New York Times columnist and editorial board member delivers a slim book for aspiring writers, offering saws and sense, wisdom and waggery, biases and biting sarcasm.

Klinkenborg (Timothy; or, Notes of an Abject Reptile, 2006), who’s taught for decades, endeavors to keep things simple in his prose, and he urges other writers to do the same. (Note: He despises abuses of the word as, as he continually reminds readers.) In the early sections, the author ignores traditional paragraphing so that the text resembles a long free-verse poem. He urges readers to use short, clear sentences and to make sure each one is healthy before moving on; notes that it’s acceptable to start sentences with and and but; sees benefits in diagramming sentences; stresses that all writing is revision; periodically blasts the formulaic writing that many (most?) students learn in school; argues that knowing where you’re headed before you begin might be good for a vacation, but not for a piece of writing; and believes that writers must trust readers more, and trust themselves.

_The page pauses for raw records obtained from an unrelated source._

PR #672, opened 2024-05-15
Skip inner obligations of `ImplSource::Builtin`

Nadrieril:
As they can lead to infinite recursion on e.g. this:
```rust
fn builtin_bound<M: Send>(_msg: M) {}
fn use_builtin_bound() {
    builtin_bound(());
}
```

I tried to add a test in your test suite but there was no bug on `hax` itself; it seems this was only triggered in charon.


W95Psp:
Looks good to me, thanks!

W95Psp (approved):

Most of Klinkenborg’s advice is neither radical nor especially profound (“Turn to the poets. / Learn from them”), and the text suffers from a corrosive fallacy: that if his strategies work for him they will work for all. The final fifth of the text includes some passages from writers he admires (McPhee, Oates, Cheever) and some of his students’ awkward sentences, which he treats analytically but sometimes with a surprising sarcasm that veers near meanness. He includes examples of students’ dangling modifiers, malapropisms, errors of pronoun agreement, wordiness and other mistakes.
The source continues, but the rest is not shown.